My wife has stated she wanted a divorce,I got sick of all the divorce threats and told her go ahead then.
I have been advised to try the 180 but the only way I would consider staying with her is if we got some post nuptial agreement as she is too easy to mention divorce over any little thing

The only thing is my wife seems to be doing the 180 on me,in that she is always going and leaving the kids with me.
Which I don't mind but the only time I get to go out I go my BJJ class any other time I feel like I will miss the kids and it will go against me.

I am in the UK which is divorce capital of the world lol.
She is very vague whether she has been to a lawyer or not and at first she agreed that we would go through mediation butnow she has her family involved she is not talking about it.

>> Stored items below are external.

PR #986, opened 2023-05-14
Copilot chat: ChatController

TaoChenOSU:
### Motivation and Context

We would like developers to be able to deploy SKaaS that is not tightly coupled to Copilot Chat.

### Description

1. Group Chat related components to their own folders.
2. Strip out anything related to the current Chat features out of the SemanticKernelController.
3. Create a ChatController specifically to invoke the ChatSkill.
4. Refactor the WebApp to use the new ChatController. Make the service invocation pattern more consistent.
5. Remove the SKBotAudienceMember and refactor ChatStatus. Note that this component does not currently take any effect. But this component will be useful moving forward with the multi user support.
6. Disable implicit using.

### Contribution Checklist


samples/apps/copilot-chat-app/webapi/Controllers/CopilotChatControllers/ChatController.cs
```diff
@@ -0,0 +1,204 @@
...
+
+/// <summary>
+/// Controller responsible for handling chat messages and responses.
+/// </summary>
+[ApiController]
+public class ChatController : ControllerBase, IDisposable
+{
+    private readonly ILogger<ChatController> _logger;
+    private readonly List<IDisposable> _disposables;
+    private readonly string _chatSkillName = "ChatSkill";
```
glahaye, line 31: You could make the two constants string "const" instead of readonly

samples/apps/copilot-chat-app/webapi/Controllers/SemanticKernelController.cs
```diff
@@ -1,40 +1,24 @@
...
-using Microsoft.SemanticKernel.Skills.OpenAPI.Authentication;
-using SemanticKernel.Service.Config;
 using SemanticKernel.Service.Model;
-using SemanticKernel.Service.Skills;
-using SemanticKernel.Service.Storage;
 
 namespace SemanticKernel.Service.Controllers;
 
 [ApiController]
 public class SemanticKernelController : ControllerBase, IDisposable
```
glahaye, line 14: This class doesn't need to be IDisposable anymore.

Also remove the declaration of _disposables below.

glahaye (dismissed):

glahaye (approved):

samples/apps/copilot-chat-app/webapi/Controllers/CopilotChatControllers/ChatController.cs
```diff
@@ -0,0 +1,204 @@
...
+using Microsoft.SemanticKernel.SkillDefinition;
+using Microsoft.SemanticKernel.Skills.MsGraph;
+using Microsoft.SemanticKernel.Skills.MsGraph.Connectors;
+using Microsoft.SemanticKernel.Skills.MsGraph.Connectors.Client;
+using Microsoft.SemanticKernel.Skills.OpenAPI.Authentication;
+using SemanticKernel.Service.Config;
+using SemanticKernel.Service.Model;
+using SemanticKernel.Service.Skills;
+
+namespace SemanticKernel.Service.Controllers;
```
Vivihung, line 21: If I recall correctly, we are using the namespace naming convention based on folder structure.
So the namespace of ChatController should be `<project namespace>.Controllers.CopilotChatController`.

Another feedback - the folder name might be a bit redundant. Recommend something like:
Controllers/Chat/ChatController

samples/apps/copilot-chat-app/webapp/src/libs/connectors/useConnectors.ts
```diff
@@ -6,11 +6,11 @@ import { AuthHeaderTags } from '../../redux/features/plugins/PluginsState';
 import { AuthHelper } from '../auth/AuthHelper';
 import { TokenHelper } from '../auth/TokenHelper';
 import { IAsk } from '../semantic-kernel/model/Ask';
-import { useSemanticKernel } from '../semantic-kernel/useSemanticKernel';
+import { SemanticKernelService } from '../services/SemanticKernelService';
 
 export const useConnectors = () => {
     const { instance, inProgress } = useMsal();
-    const sk = useSemanticKernel(process.env.REACT_APP_BACKEND_URI as string);
+    const sk = new SemanticKernelService(process.env.REACT_APP_BACKEND_URI as string);
```
Vivihung, line 13: (nit -  can be done in the future) It seems `process.env.REACT_APP_BACKEND_URI` is scattered over the places. Maybe we can add logic in the constructor: If the parameter is undefined, then use process.env.REACT_APP_BACKEND_URI; otherwise take the parameter.

Note: JavaScript doesn't support contructor overload. Hence we would need to manually check the value of parameters.

Vivihung (changes requested):
Thanks for the refactory. I've left some comments

samples/apps/copilot-chat-app/webapi/Controllers/CopilotChatControllers/ChatController.cs
amsacha: So far we've been keeping the namespaces up to the folder structure, and then everything inside the folder fell into the same namespace. We have also inserted .Service into the namespace name everywhere. I think that was nice especially when you had a bunch of really tiny classes spread out over many files. It was granular but not overtly so. 
I think theres enough going on in the controllers and they are distinct enough to have their own namespace but i wouldnt want to apply that to using SemanticKernel.Service.Model; or SemanticKernel.Service.Skills;

+1 on the folder name redundancy.

samples/apps/copilot-chat-app/webapi/Controllers/CopilotChatControllers/ChatController.cs
```diff
@@ -0,0 +1,204 @@
...
+
+/// <summary>
+/// Controller responsible for handling chat messages and responses.
```
amsacha, line 24:
```suggestion
/// Controller responsible for handling chat messages and responses.
/// This controller utilizes the planner to generate well formed step by step plans 
/// and to connect copilot chat to a variety of plugins.
```

samples/apps/copilot-chat-app/webapi/Controllers/CopilotChatControllers/ChatController.cs
TaoChenOSU: We will likely do another pass on this. I agree we do need to clean up the names.

samples/apps/copilot-chat-app/copilotchat/Controllers/BotController.cs
```diff
@@ -20,7 +26,7 @@ public class BotController : ControllerBase
     private readonly ChatSessionRepository _chatRepository;
     private readonly ChatMessageRepository _chatMessageRepository;
     private readonly BotSchemaOptions _botSchemaOptions;
-    private readonly AIServiceOptions _embeddingOptions;
+    private readonly CopilotChatAIServiceOptions _embeddingOptions;
```
glahaye, line 29: The name of the variable doesn't seem to match with its type...

samples/apps/copilot-chat-app/copilotchat/Extensions/ServiceExtensions.cs
```diff
@@ -0,0 +1,183 @@
...
+            .Bind(configuration.GetSection(PlannerOptions.PropertyName))
+            .ValidateOnStart()
+            .PostConfigure(TrimStringProperties);
+
+        services.AddOptions<PromptsOptions>()
+            .Bind(configuration.GetSection(PromptsOptions.PropertyName))
+            .ValidateOnStart()
+            .PostConfigure(TrimStringProperties);
+
+
```
glahaye, line 74: Limit that to one empty lines, not 3. I'm surprised our our formatter doesn't complain about stuff like this.

samples/apps/copilot-chat-app/copilotchat/Models/Ask.cs
```diff
@@ -0,0 +1,13 @@
+﻿// Copyright (c) Microsoft. All rights reserved.
+
+using System.Collections.Generic;
+using System.Linq;
+
+namespace SemanticKernel.CopilotChat.Models;
+
+public class Ask
```
glahaye, line 8: This is re-usable across more than just the copilot chat app.  It would be great to have it defined somewhere where it can be re-used

samples/apps/copilot-chat-app/copilotchat/Models/AskResult.cs
```diff
@@ -0,0 +1,13 @@
+﻿// Copyright (c) Microsoft. All rights reserved.
+
+using System.Collections.Generic;
+using System.Linq;
+
+namespace SemanticKernel.CopilotChat.Models;
+
+public class AskResult
```
glahaye, line 8: Same: re-usable

samples/apps/copilot-chat-app/copilotchat/Options/CopilotChatAIServiceOptions.cs
```diff
@@ -0,0 +1,52 @@
+﻿// Copyright (c) Microsoft. All rights reserved.
+
+using System.ComponentModel.DataAnnotations;
+
+namespace SemanticKernel.CopilotChat.Config;
+
+/// <summary>
+/// Configuration options for Copilot Chat AI services, such as Azure OpenAI and OpenAI.
+/// </summary>
+public sealed class CopilotChatAIServiceOptions
```
glahaye, line 10: This is generic and re-usable.  Why not simply re-use from WebApi?

samples/apps/copilot-chat-app/copilotchat/Options/NotEmptyOrWhitespaceAttribute.cs
```diff
@@ -0,0 +1,33 @@
...
+using System;
+using System.ComponentModel.DataAnnotations;
+
+namespace SemanticKernel.CopilotChat.Config;
+
+/// <summary>
+/// If the string is set, it must not be empty or whitespace.
+/// </summary>
+[AttributeUsage(AttributeTargets.Property, AllowMultiple = false)]
+internal sealed class NotEmptyOrWhitespaceAttribute : ValidationAttribute
```
glahaye, line 12: More re-usable stuff copied?

samples/apps/copilot-chat-app/copilotchat/Options/RequiredOnPropertyValueAttribute.cs
```diff
@@ -0,0 +1,80 @@
...
+using System.ComponentModel.DataAnnotations;
+using System.Reflection;
+
+namespace SemanticKernel.CopilotChat.Config;
+
+/// <summary>
+/// If the other property is set to the expected value, then this property is required.
+/// </summary>
+[AttributeUsage(AttributeTargets.Property, AllowMultiple = false)]
+internal sealed class RequiredOnPropertyValueAttribute : ValidationAttribute
```
glahaye, line 13: Again re-usable...

samples/apps/copilot-chat-app/copilotchat/Options/CopilotChatAIServiceOptions.cs
adrianwyatt: I believe that would create a circular dependency.

samples/apps/copilot-chat-app/copilotchat/Storage/ChatMessageRepository.cs
```diff
@@ -30,11 +33,6 @@ public async Task<ChatMessage> FindLastByChatIdAsync(string chatId)
     {
         var chatMessages = await this.FindByChatIdAsync(chatId);
         var first = chatMessages.MaxBy(e => e.Timestamp);
-        if (first is null)
-        {
-            throw new KeyNotFoundException($"No messages found for chat '{chatId}'.");
-        }
-
-        return first;
+        return first is null ? throw new KeyNotFoundException($"No messages found for chat '{chatId}'.") : first;
```
glahaye, line 36: I think this can be made even shorter and more legible:

```suggestion
        return first ?? throw new KeyNotFoundException($"No messages found for chat '{chatId}'.") ;
```

samples/apps/copilot-chat-app/webapi/Options/NotEmptyOrWhitespaceAttribute.cs
```diff
@@ -8,7 +8,7 @@ namespace SemanticKernel.Service.Config;
 /// If the string is set, it must not be empty or whitespace.
 /// </summary>
 [AttributeUsage(AttributeTargets.Property, AllowMultiple = false)]
-internal sealed class NotEmptyOrWhitespaceAttribute : ValidationAttribute
+public sealed class NotEmptyOrWhitespaceAttribute : ValidationAttribute
```
adrianwyatt, line 11: Is 'public' still necessary?

samples/apps/copilot-chat-app/webapi/Options/RequiredOnPropertyValueAttribute.cs
```diff
@@ -9,7 +9,7 @@ namespace SemanticKernel.Service.Config;
 /// If the other property is set to the expected value, then this property is required.
 /// </summary>
 [AttributeUsage(AttributeTargets.Property, AllowMultiple = false)]
-internal sealed class RequiredOnPropertyValueAttribute : ValidationAttribute
+public sealed class RequiredOnPropertyValueAttribute : ValidationAttribute
```
adrianwyatt, line 12: Is 'public' still necessary?

samples/apps/copilot-chat-app/webapi/Options/NotEmptyOrWhitespaceAttribute.cs
glahaye, line 11: public for reuse outside the project, right?  Then, we should re-use it outside of the project instead of making a copy!

samples/apps/copilot-chat-app/webapi/Options/RequiredOnPropertyValueAttribute.cs
glahaye, line 12: Same: public -> re-use

samples/apps/copilot-chat-app/webapi/Program.cs
```diff
@@ -27,7 +28,9 @@ public static async Task Main(string[] args)
         builder.Services
             .AddSingleton<ILogger>(sp => sp.GetRequiredService<ILogger<Program>>()) // some services require an un-templated ILogger
             .AddOptions(builder.Configuration)
+            .AddCopilotChatOptions(builder.Configuration)
```
adrianwyatt, line 31: [nit] have these as separate calls from the others. For example:
```
builder.Services
            .AddSingleton<ILogger>(sp => sp.GetRequiredService<ILogger<Program>>()) // some services require an un-templated ILogger
            .AddOptions(builder.Configuration)
            .AddSemanticKernelServices()
            .AddPersistentChatStore();

builder.Services
            .AddCopilotChatOptions(builder.Configuration)
            .AddCopilotChatPlannerServices()
```

samples/apps/copilot-chat-app/webapi/SemanticKernelExtensions.cs
```diff
@@ -25,11 +24,6 @@ internal static class SemanticKernelExtensions
     /// </summary>
     public delegate Task RegisterSkillsWithKernel(IServiceProvider sp, IKernel kernel);
 
-    /// <summary>
-    /// Delegate to register skills with a planner.
-    /// </summary>
-    public delegate Task RegisterSkillsWithPlanner(IServiceProvider sp, CopilotChatPlanner planner);
```
glahaye, line 31: This looks like it should be left in there!

samples/apps/copilot-chat-app/webapi/SemanticKernelExtensions.cs
```diff
@@ -58,51 +52,23 @@ internal static IServiceCollection AddSemanticKernelServices(this IServiceCollec
             .AddEmbeddingBackend(serviceProvider.GetRequiredService<IOptionsSnapshot<AIServiceOptions>>()
                 .Get(AIServiceOptions.EmbeddingPropertyName)));
 
-        // Planner (AI plugins) support
-        IOptions<PlannerOptions>? plannerOptions = services.BuildServiceProvider().GetService<IOptions<PlannerOptions>>();
```
glahaye, line 62: Should this really be removed?

samples/apps/copilot-chat-app/webapi/ServiceExtensions.cs
```diff
@@ -42,47 +40,12 @@ internal static IServiceCollection AddOptions(this IServiceCollection services,
...
-            .PostConfigure(TrimStringProperties);
-
-        // Bot schema configuration
-        services.AddOptions<BotSchemaOptions>()
-            .Bind(configuration.GetSection(BotSchemaOptions.PropertyName))
-            .ValidateOnStart()
-            .PostConfigure(TrimStringProperties);
-
-        // Document memory options
-        services.AddOptions<DocumentMemoryOptions>()
```
glahaye, line 70: Should this be really removed?

glahaye (changes requested):
See comments

samples/apps/copilot-chat-app/webapi/WebApi.csproj
```diff
@@ -0,0 +1,42 @@
+﻿<Project Sdk="Microsoft.NET.Sdk.Web">
```
adrianwyatt, line 1: Naming recommendation:
1. Have this project be "SemanticKernelWebApi.csproj"
2. and the copilot chat project be "CopilotChatServices.csproj
3. Put both projects under a "CopilotChat" directory. We'll likely move it, but it would help if they were obviously bundled together.

samples/apps/copilot-chat-app/copilotchat/Storage/ChatMessageRepository.cs
adrianwyatt, line 36:
```suggestion
        return first ?? throw new KeyNotFoundException($"No messages found for chat '{chatId}'.");
```

adrianwyatt (changes requested):

samples/apps/copilot-chat-app/copilotchat/Options/CopilotChatAIServiceOptions.cs
glahaye: Right, but maybe we should extract the re-usable stuff to a lib. Maybe not in this PR, which is already quite big

samples/apps/copilot-chat-app/webapi/Controllers/CopilotChatControllers/ChatController.cs
TaoChenOSU: Planner can be disabled. The skill/function doesn't necessarily use planner.

samples/apps/copilot-chat-app/copilotchat/Models/Ask.cs
TaoChenOSU: The CopilotChatApi cannot make reference to the WebApi as it will introduce circular dependency. We will need to further consider how to create common dependencies.

samples/apps/copilot-chat-app/copilotchat/Options/NotEmptyOrWhitespaceAttribute.cs
TaoChenOSU: Circular dependency

samples/apps/copilot-chat-app/copilotchat/Options/RequiredOnPropertyValueAttribute.cs
TaoChenOSU: Circular dependency.

TaoChenOSU: We need to improve the pattern.

samples/apps/copilot-chat-app/copilotchat/Models/Ask.cs
glahaye: Just thinking out loud here. But what if we had the Copilot Chat reference WebApi instead of the other way around?

You might ask me "How would the WebApi load the Copilot Chat without knowing about it?"

We could use a plugin-style loader and/or something that would use reflection and/or something delegate to load Copilot Chat from WebApi.

This is for a future PR, however.

samples/apps/copilot-chat-app/webapi/SemanticKernelExtensions.cs
TaoChenOSU: This is not used.

samples/apps/copilot-chat-app/webapi/ServiceExtensions.cs
TaoChenOSU: It's moved the CopilotChat project.

samples/apps/copilot-chat-app/webapi/SemanticKernelExtensions.cs
glahaye: @adrianwyatt - Wasn't this part of your effort to genericize the loading of skills?

samples/apps/copilot-chat-app/webapi/WebApi.csproj
TaoChenOSU: If the SemanticKernelWebApi lives under a CopilotChat directory, would it still be considered a SKaaS sample?

samples/apps/copilot-chat-app/copilotchat/Models/AskResult.cs
TaoChenOSU: Circular dependency.

TaoChenOSU: We don't necessarily need to use Ask for chat. Will be considered at the 2nd round of refactoring.

samples/apps/copilot-chat-app/webapi/SemanticKernelExtensions.cs
TaoChenOSU: This is moved to CopilotChatApi

samples/apps/copilot-chat-app/webapi/WebApi.csproj
hathind-ms: Yes, it will be fine

samples/apps/copilot-chat-app/webapi/SemanticKernelExtensions.cs
adrianwyatt: It was, but we didn't end up using. Let's remove it.

samples/apps/copilot-chat-app/webapi/WebApi.csproj
TaoChenOSU: Here is the current sample folder tree:
-samples
-- apps
---copilot-chat-app
----copilotchatapi
----webapi
----webapp
---- ...
--- ...
-- ...

Discussed with Adrian. This aligns with what he suggested. Comment resolved.

adrianwyatt (approved):

amsacha (dismissed):

glahaye (dismissed):

Vivihung (dismissed):
I worried the new project structure will confuse developers who are not familiar with the codebase. It's not straightforward to have two api project of the same app. And it's not common to include Controllers in a lib. I will let these big changes in but will work with Adrian offline to see if there's any mitigation. 

Given said that, it's a great effort to separate components apart. Appreciate the huge refactory here.

craigomatic:
> I worried the new project structure will confuse developers who are not familiar with the codebase. It's not straightforward to have two api project of the same app. And it's not common to include Controllers in a lib. I will let these big changes in but will work with Adrian offline to see if there's any mitigation.
> 
> Given said that, it's a great effort to separate components apart. Appreciate the huge refactory here.

I agree with Vivian, it's going to feel strange to have controllers in a project that does not appear to be runnable (I don't see a Program.cs)

Another pattern to consider:

* Everything under your new copilotchat folder becomes 1 or more services (ChatService, DocumentService, etc) and anything aspnet specific disappears (controllers, etc)
* Your services know nothing about the underlying hosting mechanism - it could be a console app, windows forms, aspnet, etc
* They do the work you have in the controllers currently
* We ship another aspnet app that uses the services so there remains a way for devs to deploy copilot chat

And if the objective is to allowing devs to deploy SKaaS with or without copilot chat, does this also imply that we should move the webapi project out of the copilot-chat-app folder?

dotnet/SK-dotnet.sln
```diff
@@ -59,7 +59,7 @@ Project("{2150E333-8FDC-42A3-9474-1A3956D46DE8}") = "connectors", "connectors",
 EndProject
 Project("{9A19103F-16F7-4668-BE54-9A1E7A4F7556}") = "Connectors.UnitTests", "src\Connectors\Connectors.UnitTests\Connectors.UnitTests.csproj", "{EB3FC57F-E591-4C88-BCD5-B6A1BC635168}"
 EndProject
-Project("{9A19103F-16F7-4668-BE54-9A1E7A4F7556}") = "CopilotChatApi", "..\samples\apps\copilot-chat-app\webapi\CopilotChatApi.csproj", "{CCABF515-2C79-453E-A5A2-69C69B8D172E}"
+Project("{9A19103F-16F7-4668-BE54-9A1E7A4F7556}") = "WebApi", "..\samples\apps\copilot-chat-app\webapi\WebApi.csproj", "{CCABF515-2C79-453E-A5A2-69C69B8D172E}"
```
adrianwyatt: To keep with the theme of being explicit, how about "CopilotChatWebApi"?

adrianwyatt (approved):

adrianwyatt (approved):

I giving her money for petrol and she gets her child benefit but other than that I have stopped giving her money as are finances are not very good,
she works about 8 hours a week even though are kids are at school.
I have told her if she needs more money she should start working
But now her family are lending her money.She would not be short of money if she did not leave the house and drive off somewhere every day.


----------



## MattMatt (May 19, 2012)

It's not the mother's child benefit, though, is it? It's for the benefit of the child.

You do need MC, I think. Relate is a good option in the UK.


----------



## LFC (Jul 14, 2010)

she gave up on mc as they went to mush into her past and she did not enjoy it


----------